A satellite analysis of thermal scarring (indicating burned buildings) by researchers at Yale shows how the siege unfolded. Attacks by the RSF intensified in April along the city’s eastern edges.

One resident at a displacement camp told The Economist that he saw up to 60 missiles a day in May.

By June 12th, the damage covered two square kilometres, much of it in residential areas.

The RSF’s focus on the city’s southern edges gives a hint of whom it is targeting.

One neighbourhood, Ashishat, is home to many Zaghawa; satellite imagery shows it scorched, which could be evidence of ethnically motivated targeting by the RSF.
Image: © 2024, Maxar USG-Plus

The Zaghawa also live in small villages surrounding the city, which have been attacked too—such as Ammar Jadid.

In March the village looked like this.

By early June it had been destroyed by fire.

There were around a dozen hospitals and other health facilities in el-Fasher before the siege, many of which have since been damaged or destroyed.

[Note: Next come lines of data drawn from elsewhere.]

PR #1830, opened 2022-04-05
Precision XY hold with MAV_CMD_NAV_LOITER_TO_ALT 

dakejahl:
Use previously empty param3 in MAV_CMD_NAV_LOITER_TO_ALT to specify usage of a target for XY position hold during altitude adjustment.

Ardupilot already has the concept of "Precision Loiter" as a mode.
https://ardupilot.org/copter/docs/precision-landing-with-irlock.html

PX4 could use this during a mission to perform a precise altitude adjustment above a target.


dakejahl:
Actually this should probably be MAV_CMD_DO_CHANGE_ALTITUDE. I didn't realize LOITER_TO_ALT was mostly a fixed wing thing

hamishwillee:
@dakejahl FWIW you can use [MAV_CMD_NAV_LOITER_TO_ALT](https://mavlink.io/en/messages/common.html#MAV_CMD_NAV_LOITER_TO_ALT) in multicopter's, it's just that loiter means "hold position in the horizontal plane", and all the other params are ignored. You can use `MAV_CMD_DO_CHANGE_ALTITUDE` on either vehicle too - its just that the loiter command on fixed wing allows you to better plan the path out of the loiter on fixed wing. For  `MAV_CMD_DO_CHANGE_ALTITUDE` you're just changing the setpoint, so all other behaviour is "system default".

There is a little bit about what the loiters mean in https://mavlink.io/en/services/mission.html#loiter_commands

dakejahl:
>You can use MAV_CMD_DO_CHANGE_ALTITUDE on either vehicle too 

This command isn't actually implemented in either Ardupilot or PX4 so it could be a good candidate to extend.

>For MAV_CMD_DO_CHANGE_ALTITUDE you're just changing the setpoint, so all other behaviour is "system default".

Or would you prefer that a vehicle must first be placed into some kind of "XY lock" sub-mode, and this command stays as is? Ardupilot does it this way, PX4 could possibly do it this way as well if we added a new mode

hamishwillee:
> This command isn't actually implemented in either Ardupilot or PX4 so it could be a good candidate to extend.

I did not know that. I suspect that means the message is redundant - GCS just use [MAV_CMD_NAV_WAYPOINT](https://mavlink.io/en/messages/common.html#MAV_CMD_NAV_WAYPOINT) or one of the loiter commands and specify the target altitude of interest. I would look at what QGC does on change altitude.

> Or would you prefer that a vehicle must first be placed into some kind of "XY lock" sub-mode, and this command stays as is? Ardupilot does it this way, PX4 could possibly do it this way as well if we added a new mode

Well, we should first confirm what people generally use. If this command is used by no one I'd rather deprecate it and document the "generally supported way".

If it is a useful message to have then I think my answer is "probably no". 
- The message explicitly states setting the altitude setpoint and not X, Y. 
- I **think** that is more flexible - I imagine this as being like set_speed - I call it to in parallel with other things. 
- In any case, would require some discussion about the use cases before it could be locked down.

hamishwillee:
If you want to use this one let me know and I'll raise it in the next dev call. I'll raise it anyway.

hamishwillee:
FYI apparently [MAV_CMD_DO_CHANGE_ALTITUDE](https://mavlink.io/en/messages/common.html#MAV_CMD_DO_CHANGE_ALTITUDE) is implemented and used in PX4.

dakejahl:
image

dakejahl:
I think we should just define a new MAV_CMD though. I added a "precision loiter" mode into navigator so a corresponding command might make more sense.

dakejahl:
also I will probably hold off on upstreaming until we do a rewrite of navigator and navigator sub-modes in general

On June 23rd the RSF targeted the only dialysis centre in North Darfur. Minni Minnawi, the region’s governor, said on social media that it “sentenced all kidney failure patients to death”. A video of the attack circulated widely online.

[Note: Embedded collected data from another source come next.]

PR #1831, opened 2022-04-05
Figure eight MAV_CMD

KonradRudin:
Added figure eight MAV_CMD to command a figure eight loitering pattern and its related figure eight execution feedback message.

### DIFF
--- a/message_definitions/v1.0/common.xml
+++ b/message_definitions/v1.0/common.xml
@@ -1143,22 +1143,6 @@
         <param index="6" label="Longitude/Y">Center point longitude (if no MAV_FRAME specified) / Y coordinate according to MAV_FRAME. INT32_MAX (or NaN if sent in COMMAND_LONG): Use current vehicle position, or current center if already orbiting.</param>
         <param index="7" label="Altitude/Z">Center point altitude (MSL) (if no MAV_FRAME specified) / Z coordinate according to MAV_FRAME. NaN: Use current vehicle altitude.</param>
       </entry>
-      <entry value="35" name="MAV_CMD_DO_FIGURE_EIGHT" hasLocation="true" isDestination="true">
-        <wip/>
-        <!-- This message is work-in-progress and it can therefore change. It should NOT be used in stable production environments. -->
-        <description>Fly a figure eight path as defined by the parameters.
-          Set parameters to NaN/INT32_MAX (as appropriate) to use system-default values.
-          The command is intended for fixed wing vehicles (and VTOL hybrids flying in fixed-wing mode).
-          Multicopters and other unsupported vehicles s must NAK the command as unsupported.
-        </description>
-        <param index="1" label="Major Radius" units="m">Major axis radius of the figure eight. Positive: orbit clockwise. Negative: orbit counter-clockwise. NaN: Use vehicle default radius, or current radius if already orbiting.</param>
-        <param index="2" label="Minor Radius" units="m">Minor axis radius of the figure eight. Defines the radius of the circles. Negative value has no effect.</param>
-        <param index="3" label="Velocity" units="m/s">Cruising Velocity. NaN: Use vehicle default velocity, or current velocity if already orbiting.</param>
-        <param index="4" label="Orientation" units="rad">Orientation of the figure eight major axis with respect to north. NaN: use default value of 0.</param>
-        <param index="5" label="Latitude/X">Center point latitude (if no MAV_FRAME specified) / X coordinate according to MAV_FRAME. INT32_MAX (or NaN if sent in COMMAND_LONG): Use current vehicle position, or current center if already orbiting.</param>
-        <param index="6" label="Longitude/Y">Center point longitude (if no MAV_FRAME specified) / Y coordinate according to MAV_FRAME. INT32_MAX (or NaN if sent in COMMAND_LONG): Use current vehicle position, or current center if already orbiting.</param>
-        <param index="7" label="Altitude/Z">Center point altitude (MSL) (if no MAV_FRAME specified) / Z coordinate according to MAV_FRAME. NaN: Use current vehicle altitude.</param>
-      </entry>
       <entry value="80" name="MAV_CMD_NAV_ROI" hasLocation="true" isDestination="false">
         <deprecated since="2018-01" replaced_by="MAV_CMD_DO_SET_ROI_*"/>
         <description>Sets the region of interest (ROI) for a sensor set or the vehicle itself. This can then be used by the vehicle's control system to control the vehicle attitude and the attitude of various sensors such as cameras.</description>
@@ -7075,19 +7059,6 @@
       <description>Vehicle status report that is sent out while orbit execution is in progress (see MAV_CMD_DO_ORBIT).</description>
       <field type="uint64_t" name="time_usec" units="us">Timestamp (UNIX Epoch time or time since system boot). The receiving end can infer timestamp format (since 1.1.1970 or since system boot) by checking for the magnitude of the number.</field>
       <field type="float" name="radius" units="m">Radius of the orbit circle. Positive values orbit clockwise, negative values orbit counter-clockwise.</field>
-      <field type="uint8_t" name="frame" enum="MAV_FRAME">The coordinate system of the fields: x, y, z.</field>
-      <field type="int32_t" name="x">X coordinate of center point. Coordinate system depends on frame field: local = x position in meters * 1e4, global = latitude in degrees * 1e7.</field>
-      <field type="int32_t" name="y">Y coordinate of center point.  Coordinate system depends on frame field: local = x position in meters * 1e4, global = latitude in degrees * 1e7.</field>
-      <field type="float" name="z" units="m">Altitude of center point. Coordinate system depends on frame field.</field>
-    </message>
-    <message id="361" name="FIGURE_EIGHT_EXECUTION_STATUS">
-      <wip/>
-      <!-- This message is work-in-progress it can therefore change, and should NOT be used in stable production environments -->
-      <description>Vehicle status report that is sent out while figure eight execution is in progress (see MAV_CMD_DO_FIGUREEIGHT).</description>
-      <field type="uint64_t" name="time_usec" units="us">Timestamp (UNIX Epoch time or time since system boot). The receiving end can infer timestamp format (since 1.1.1970 or since system boot) by checking for the magnitude of the number.</field>
-      <field type="float" name="major_radius" units="m">Major axis radius of the figure eight. Positive values orbit clockwise, negative values orbit counter-clockwise.</field>
-      <field type="float" name="minor_radius" units="m">Minor axis radius of the figure eight.</field>
-      <field type="float" name="orientation" units="rad">Orientation of the major axis of the figure eight.</field>
       <field type="uint8_t" name="frame" enum="MAV_FRAME">The coordinate system of the fields: x, y, z.</field>
       <field type="int32_t" name="x">X coordinate of center point. Coordinate system depends on frame field: local = x position in meters * 1e4, global = latitude in degrees * 1e7.</field>
       <field type="int32_t" name="y">Y coordinate of center point.  Coordinate system depends on frame field: local = x position in meters * 1e4, global = latitude in degrees * 1e7.</field>
--- a/message_definitions/v1.0/common.xml
+++ b/message_definitions/v1.0/common.xml
@@ -1150,7 +1150,7 @@
         <param index="1" label="Major Radius" units="m">Major axis radius of the figure eight. Positive: orbit clockwise. Negative: orbit counter-clockwise. NaN: Use vehicle default radius, or current radius if already orbiting.</param>
         <param index="2" label="Minor Radius" units="m">Minor axis radius of the figure eight. Defines the radius of the circles. Negative value has no effect.</param>
         <param index="3" label="Velocity" units="m/s">Cruising Velocity. NaN: Use vehicle default velocity, or current velocity if already orbiting.</param>
-        <param index="4" label="Orientation" units="rad"> Orientation of the figure eight major axis with respect to north. NaN: use default value of 0°.</param>
+        <param index="4" label="Orientation" units="rad"> Orientation of the figure eight major axis with respect to north. NaN: use default value of 0.</param>
         <param index="5" label="Latitude/X">Center point latitude (if no MAV_FRAME specified) / X coordinate according to MAV_FRAME. INT32_MAX (or NaN if sent in COMMAND_LONG): Use current vehicle position, or current center if already orbiting.</param>
         <param index="6" label="Longitude/Y">Center point longitude (if no MAV_FRAME specified) / Y coordinate according to MAV_FRAME. INT32_MAX (or NaN if sent in COMMAND_LONG): Use current vehicle position, or current center if already orbiting.</param>
         <param index="7" label="Altitude/Z">Center point altitude (MSL) (if no MAV_FRAME specified) / Z coordinate according to MAV_FRAME. NaN: Use current vehicle altitude.</param>
--- a/message_definitions/v1.0/common.xml
+++ b/message_definitions/v1.0/common.xml
@@ -1143,14 +1143,18 @@
         <param index="6" label="Longitude/Y">Center point longitude (if no MAV_FRAME specified) / Y coordinate according to MAV_FRAME. INT32_MAX (or NaN if sent in COMMAND_LONG): Use current vehicle position, or current center if already orbiting.</param>
         <param index="7" label="Altitude/Z">Center point altitude (MSL) (if no MAV_FRAME specified) / Z coordinate according to MAV_FRAME. NaN: Use current vehicle altitude.</param>
       </entry>
-      <entry value="35" name="MAV_CMD_DO_FIGUREEIGHT" hasLocation="true" isDestination="true">
+      <entry value="35" name="MAV_CMD_DO_FIGURE_EIGHT" hasLocation="true" isDestination="true">
         <wip/>
         <!-- This message is work-in-progress and it can therefore change. It should NOT be used in stable production environments. -->
-        <description>Start flying on the outline of a figure eight defined by the parameters. Setting values to NaN/INT32_MAX (as appropriate) results in using defaults.</description>
+        <description>Fly a figure eight path as defined by the parameters.
+          Set parameters to NaN/INT32_MAX (as appropriate) to use system-default values.
+          The command is intended for fixed wing vehicles (and VTOL hybrids flying in fixed-wing mode).
+          Multicopters and other unsupported vehicles s must NAK the command as unsupported.
+        </description>
         <param index="1" label="Major Radius" units="m">Major axis radius of the figure eight. Positive: orbit clockwise. Negative: orbit counter-clockwise. NaN: Use vehicle default radius, or current radius if already orbiting.</param>
         <param index="2" label="Minor Radius" units="m">Minor axis radius of the figure eight. Defines the radius of the circles. Negative value has no effect.</param>
         <param index="3" label="Velocity" units="m/s">Cruising Velocity. NaN: Use vehicle default velocity, or current velocity if already orbiting.</param>
-        <param index="4" label="Orientation" units="rad"> Orientation of the figure eight major axis with respect to north. NaN: use default value of 0.</param>
+        <param index="4" label="Orientation" units="rad">Orientation of the figure eight major axis with respect to north. NaN: use default value of 0.</param>
         <param index="5" label="Latitude/X">Center point latitude (if no MAV_FRAME specified) / X coordinate according to MAV_FRAME. INT32_MAX (or NaN if sent in COMMAND_LONG): Use current vehicle position, or current center if already orbiting.</param>
         <param index="6" label="Longitude/Y">Center point longitude (if no MAV_FRAME specified) / Y coordinate according to MAV_FRAME. INT32_MAX (or NaN if sent in COMMAND_LONG): Use current vehicle position, or current center if already orbiting.</param>
         <param index="7" label="Altitude/Z">Center point altitude (MSL) (if no MAV_FRAME specified) / Z coordinate according to MAV_FRAME. NaN: Use current vehicle altitude.</param>
--- a/message_definitions/v1.0/common.xml
+++ b/message_definitions/v1.0/common.xml
@@ -1143,6 +1143,18 @@
         <param index="6" label="Longitude/Y">Center point longitude (if no MAV_FRAME specified) / Y coordinate according to MAV_FRAME. INT32_MAX (or NaN if sent in COMMAND_LONG): Use current vehicle position, or current center if already orbiting.</param>
         <param index="7" label="Altitude/Z">Center point altitude (MSL) (if no MAV_FRAME specified) / Z coordinate according to MAV_FRAME. NaN: Use current vehicle altitude.</param>
       </entry>
+      <entry value="35" name="MAV_CMD_DO_FIGUREEIGHT" hasLocation="true" isDestination="true">
+        <wip/>
+        <!-- This message is work-in-progress and it can therefore change. It should NOT be used in stable production environments. -->
+        <description>Start flying on the outline of a figure eight defined by the parameters. Setting values to NaN/INT32_MAX (as appropriate) results in using defaults.</description>
+        <param index="1" label="Major Radius" units="m">Major axis radius of the figure eight. Positive: orbit clockwise. Negative: orbit counter-clockwise. NaN: Use vehicle default radius, or current radius if already orbiting.</param>
+        <param index="2" label="Minor Radius" units="m">Minor axis radius of the figure eight. Defines the radius of the circles. Negative value has no effect.</param>
+        <param index="3" label="Velocity" units="m/s">Cruising Velocity. NaN: Use vehicle default velocity, or current velocity if already orbiting.</param>
+        <param index="4" label="Orientation" units="rad"> Orientation of the figure eight major axis with respect to north. NaN: use default value of 0°.</param>
+        <param index="5" label="Latitude/X">Center point latitude (if no MAV_FRAME specified) / X coordinate according to MAV_FRAME. INT32_MAX (or NaN if sent in COMMAND_LONG): Use current vehicle position, or current center if already orbiting.</param>
+        <param index="6" label="Longitude/Y">Center point longitude (if no MAV_FRAME specified) / Y coordinate according to MAV_FRAME. INT32_MAX (or NaN if sent in COMMAND_LONG): Use current vehicle position, or current center if already orbiting.</param>
+        <param index="7" label="Altitude/Z">Center point altitude (MSL) (if no MAV_FRAME specified) / Z coordinate according to MAV_FRAME. NaN: Use current vehicle altitude.</param>
+      </entry>
       <entry value="80" name="MAV_CMD_NAV_ROI" hasLocation="true" isDestination="false">
         <deprecated since="2018-01" replaced_by="MAV_CMD_DO_SET_ROI_*"/>
         <description>Sets the region of interest (ROI) for a sensor set or the vehicle itself. This can then be used by the vehicle's control system to control the vehicle attitude and the attitude of various sensors such as cameras.</description>
@@ -7059,6 +7071,19 @@
       <description>Vehicle status report that is sent out while orbit execution is in progress (see MAV_CMD_DO_ORBIT).</description>
       <field type="uint64_t" name="time_usec" units="us">Timestamp (UNIX Epoch time or time since system boot). The receiving end can infer timestamp format (since 1.1.1970 or since system boot) by checking for the magnitude of the number.</field>
       <field type="float" name="radius" units="m">Radius of the orbit circle. Positive values orbit clockwise, negative values orbit counter-clockwise.</field>
+      <field type="uint8_t" name="frame" enum="MAV_FRAME">The coordinate system of the fields: x, y, z.</field>
+      <field type="int32_t" name="x">X coordinate of center point. Coordinate system depends on frame field: local = x position in meters * 1e4, global = latitude in degrees * 1e7.</field>
+      <field type="int32_t" name="y">Y coordinate of center point.  Coordinate system depends on frame field: local = x position in meters * 1e4, global = latitude in degrees * 1e7.</field>
+      <field type="float" name="z" units="m">Altitude of center point. Coordinate system depends on frame field.</field>
+    </message>
+    <message id="361" name="FIGURE_EIGHT_EXECUTION_STATUS">
+      <wip/>
+      <!-- This message is work-in-progress it can therefore change, and should NOT be used in stable production environments -->
+      <description>Vehicle status report that is sent out while figure eight execution is in progress (see MAV_CMD_DO_FIGUREEIGHT).</description>
+      <field type="uint64_t" name="time_usec" units="us">Timestamp (UNIX Epoch time or time since system boot). The receiving end can infer timestamp format (since 1.1.1970 or since system boot) by checking for the magnitude of the number.</field>
+      <field type="float" name="major_radius" units="m">Major axis radius of the figure eight. Positive values orbit clockwise, negative values orbit counter-clockwise.</field>
+      <field type="float" name="minor_radius" units="m">Minor axis radius of the figure eight.</field>
+      <field type="float" name="orientation" units="rad">Orientation of the major axis of the figure eight.</field>
       <field type="uint8_t" name="frame" enum="MAV_FRAME">The coordinate system of the fields: x, y, z.</field>
       <field type="int32_t" name="x">X coordinate of center point. Coordinate system depends on frame field: local = x position in meters * 1e4, global = latitude in degrees * 1e7.</field>
       <field type="int32_t" name="y">Y coordinate of center point.  Coordinate system depends on frame field: local = x position in meters * 1e4, global = latitude in degrees * 1e7.</field>
--- a/message_definitions/v1.0/development.xml
+++ b/message_definitions/v1.0/development.xml
@@ -157,6 +157,28 @@
     <!-- ALL the entries in the MAV_CMD enum have a maximum of 7 parameters -->
     <enum name="MAV_CMD">
       <description>Commands to be executed by the MAV. They can be executed on user request, or as part of a mission script. If the action is used in a mission, the parameter mapping to the waypoint/mission message is as follows: Param 1, Param 2, Param 3, Param 4, X: Param 5, Y:Param 6, Z:Param 7. This command list is similar what ARINC 424 is for commercial aircraft: A data format how to interpret waypoint/mission data. NaN and INT32_MAX may be used in float/integer params (respectively) to indicate optional/default values (e.g. to use the component's current yaw or latitude rather than a specific value). See https://mavlink.io/en/guide/xml_schema.html#MAV_CMD for information about the structure of the MAV_CMD entries</description>
+      <entry value="35" name="MAV_CMD_DO_FIGURE_EIGHT" hasLocation="true" isDestination="true">
+        <wip/>
+        <!-- This message is work-in-progress and it can therefore change. It should NOT be used in stable production environments. -->
+        <description>Fly a figure eight path as defined by the parameters.
+          Set parameters to NaN/INT32_MAX (as appropriate) to use system-default values.
+          The command is intended for fixed wing vehicles (and VTOL hybrids flying in fixed-wing mode).
+          Multicopters and other unsupported vehicles s must NAK the command as unsupported.
+        </description>
+        <param index="1" label="Major Radius" units="m">Major axis radius of the figure eight. Positive: orbit the north circle clockwise. Negative: orbit the north circle counter-clockwise. 
+        NaN: The radius will be set to 2.5 times the minor radius. 
+        Must be greater or equal to two times the minor radius for feasible values.</param>
+        <param index="2" label="Minor Radius" units="m">Minor axis radius of the figure eight. Defines the radius of the circles. Negative value has no effect.
+        NaN: The radius will be set to the default loiter radius.</param>
+        <param index="3" label="Velocity" units="m/s">Cruising Velocity. NaN: Use vehicle default velocity, or current velocity if already loitering.</param>
+        <param index="4" label="Orientation" units="rad">Orientation of the figure eight major axis with respect to true north in [-pi,pi). NaN: use default orientation aligned to true north.</param>
+        <param index="5" label="Latitude/X">Center point latitude/X coordinate according to MAV_FRAME. If no MAV_FRAME specified, MAV_FRAME_GLOBAL is assumed.
+        INT32_MAX or NaN: Use current vehicle position, or current center if already loitering.</param>
+        <param index="6" label="Longitude/Y">Center point longitude/Y coordinate according to MAV_FRAME. If no MAV_FRAME specified, MAV_FRAME_GLOBAL is assumed.
+        INT32_MAX or NaN: Use current vehicle position, or current center if already loitering.</param>
+        <param index="7" label="Altitude/Z">Center point altitude MSL/Z coordinate according to MAV_FRAME. If no MAV_FRAME specified, MAV_FRAME_GLOBAL is assumed.
+        INT32_MAX or NaN: Use current vehicle altitude.</param>
+      </entry>
       <entry value="900" name="MAV_CMD_PARAM_TRANSACTION" hasLocation="false" isDestination="false">
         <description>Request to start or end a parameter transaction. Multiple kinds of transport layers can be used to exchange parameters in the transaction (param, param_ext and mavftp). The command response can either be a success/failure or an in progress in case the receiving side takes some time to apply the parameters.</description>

Only the Saudi Hospital remains operational today, but it is overrun and barely functioning.

More than 1m people may have fled el-Fasher in recent months. In Zamzam, a nearby camp containing over 400,000 displaced people, conditions are dire.

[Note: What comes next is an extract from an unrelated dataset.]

PR #1836, opened 2022-04-28
Clarify and cross reference home position everywhere

hamishwillee:
The home position is set at/after takeoff (and may also be set later using MAV_CMD_DO_SET_HOME - though if this is done before it is set on takeoff the value will be over-written). It is defined as the default position that the vehicle will return to.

Heavy rain has caused severe flooding—an area the size of 125 football pitches is under water. That increases the risk of diseases such as cholera, and food in the camp is scarce.

The battle for el-Fasher matters. First, it is ground zero for Sudan’s looming famine, largely because the RSF has prevented food and other supplies from entering the city. Tens of thousands of civilians fleeing from violence in other parts of Darfur have flocked to el-Fasher since the war began. (The city was already home to hundreds of thousands who had settled in the city during the previous Darfur war 20 years ago.) On August 1st the UN declared Zamzam camp the first place in the country to be suffering from famine. Earlier this year, Médecins Sans Frontières, a humanitarian organisation, estimated that a child there dies from lack of food or medical care every two hours. The RSF has made plain its intent to starve the city and its displacement camps into submission.
Second, because el-Fasher is strategically important. Seizing the city would not automatically mean all of the western region falling under the RSF’s control—some of central Darfur remains in the hands of a non-aligned rebel movement, for instance. Nor is it clear that the RSF is on the brink of a decisive victory there anyway. But the consequences would be dramatic, were it eventually to emerge on top. Crucially, it would make it easier for the RSF to capture the road to Chad, and one of the last stretches of Darfur’s international border not yet in its hands. Control of Sudan’s entire western frontier from Libya in the north all the way to South Sudan would enable the paramilitary group to bring in more arms, fuel and foreign fighters from across the Sahel. This could then help the RSF in its advance eastwards, ultimately towards the geopolitically vital city of Port Sudan on the Red Sea.
Last, an RSF victory would mean a big loss of morale for the SAF, which is already struggling to mobilise enough troops to fight back effectively across much of the country. The army’s commanders, including Sudan's de facto ruler, General Abdel Fattah al-Burhan, continue to insist that they can achieve total victory—despite strong evidence to the contrary. On August 24th General Burhan vowed to “fight for 100 years” rather than sit for negotiations with the RSF. A final defeat in el-Fasher, the historic capital of the precolonial sultanate of Darfur, would further expose the SAF’s bluster—and make its leaders’ refusal to enter talks organised by America in Switzerland in August seem even more foolhardy.